Tiga poin inti di atas menjadi catatan besar sebetulnya untuk kita di masa prapaskah dan paskah. Catatan refleksi atas puisi Mario ini, sebenarnya ingin mengajarkan kepada kita secara khusus kaum pria jangan muda untuk terperangkap dalam keindahan atau rayuan seorang wanita. Wanita adalah penerus hawa(orang yang menjadi asal kejatuhan dosa manusia), sedang kita adalah adam ( orang yang bijak dan kuat). Maka kita sepatutnya menjadi lelaki bijak, yang tak boleh mudah jatuh pada kenikmatan sesaat seperti Eva. Atau mungkin di antara kita ada yang mau terus dikungkung hasrat pada wanita?.

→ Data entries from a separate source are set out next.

PR #5141, opened 2023-09-27
fix: otel collector enabled detection

TimBeyer:
I noticed that we were just checking if the array exists, which it always does.
Instead we need to check if it's empty.

Also removed the yarn release which we don't need anymore.

Fixes #


shumailxyz:
Woahhh  `−147,530`

shumailxyz (approved):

Di “Ruang Tunggu” masa ini, kita bisa kaitkan dengan situasi sekarang yakni masah Prapaskah, masa penantian sekaligus pertobatan, masa di mana kita mau membersihkan diri dan menyambut kedantangan sang Juruselamat, sama seperti Mario menanti seorang wanita di dalam puisi “Ruang Tunggu”. Mari kita sama-sama menyiapkan diri sambil mengadakan tobat sehingga ketika menyambut kebangkitan TUHAN_KEMENANGAN YANG MENYERUPAI KEKAL. Demikian halnya seperti diri kita pula, bangkit dari keterpurukan iman, menyeruput darah dan air kehidupan dari TUHAN.

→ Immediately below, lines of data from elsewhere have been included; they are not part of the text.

Issue #4158, opened 2023-05-03
[FEATURE]: Upgrade to Node 20


Walther:
### Background / Motivation

Node 20 has been released. It is the "current" release and will be upgraded to LTS status later this year.

### What should the user be able to do?

Run `garden` that has been built with the Node version 20.

### Why do they want to do this? What problem does it solve?

This has the potential to directly solve some issues present on older runtime versions.

### Suggested Implementation(s)

Read the release notes of both Node 19 and 20 for breaking changes, and then attempt the upgrade in a branch. Note to also update the necessary base images.

We should probably do this for the `0.13` branch / Bonsai release, as the `0.12` branch and release is already feature-frozen.

### How important is this feature for you/your team?

🌹 It’s a nice to have, but nice things are nice 🙂

vvagaytsev:
Remember about #4467.

PR #5161, opened 2023-09-29
fix: replace unzipper to resolve corrupt binaries on node > v18.15

### LINKED ISSUE #4467: Bug: plugin / tool installation can result in corrupt binaries
### Current Behavior

Currently, tools downloaded by Garden might be unzipped wrong, resulting in a corrupt executable. This affects at least `terraform`, but might also affect e.g. `helm`, `mutagen`, and so on.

Akhirnya saya ingin menyampaikan apresiasi yang besar kepada Mario yang telah berani “memerkosa” saya dengan puisinya. Puisinya memang gila tetapi yang lebih gila dari puisi adalah dirinya, semoga dia hanya mampu memerkosa orang dengan puisinya(para pembaca jangan serius yah) tidak dengan berkelamin biologis(hh. Maafkan saya kaka Mario,sekedar wora buat para pembaca). Jika terjadi berkelamin biologis maka saya tidak tahu dosa keberapa yang ia catat dalam sejarah hidupnya( hetttt, tapi bohong). Dan untuk kesekian kalinya saya katakan mohon maaf saya terlanjur jatuh cinta pada puisi di “Ruang Tunggu”. Saya berharap ada puisi lain, di ruangan lain, dengan situasi yang lain. Profisiat Mario si penyair gila. Saya senang membaca puisimu.*
#catatan:tulisan ini hanya bersifat latihan bagi
penulis dalam mengulas karya sastra.
3 Komentar
Berdasarkan kitab suci, Hawa adalah penyebab dosa asal manusia, yg menggoda Adam untuk jatuh ke dalam dosa bersamanya. Disini Hawa yang paling disalahkan. Jangan hanya menyalahkan hawa. Adam sebenarnya bisa saja menolak, tetapi dia menerimanya, padahal ia tahu dia tidak boleh memakan buah terlarang itu. Artinya Adam dengan sadar, tahu dan mau ia melakukan dosa tersebut, itu adalah pilihannya sendiri, untuk jatuh ke dalam dosa. Itu salahnya sendiri, tanpa paksaan.
Di paragraf ini seolah-olah menyudutkan kaum perempuan.
Pertanyaannya, apabila laki-laki terbuai dgn kemolekan tubuh seorang perempuan dan melakukan pelecehan seksual terhadap perempuan itu, apakah ini masih bisa dikatakan kesalahan seorang perempuan yg dilabeli sebagai "penggoda" dalam kalimat "wanita adalah penerus hawa (orang yg menjadi asal kejatuhan dosa manusia). Disini, perempuan tdk melakukan aksi untuk menggoda laki-laki. Kalimat selanjutnya "sedangkan kita adalah adam (orang yg bijak dan kuat)". Seolah-olah perempuan bersalah atas nafsu dan hasrat bejat seorang laki-laki. Alangkah baiknya bila kaum laki-laki lebih menjaga pikirannya ketika melihat tubuh seorang perempuan?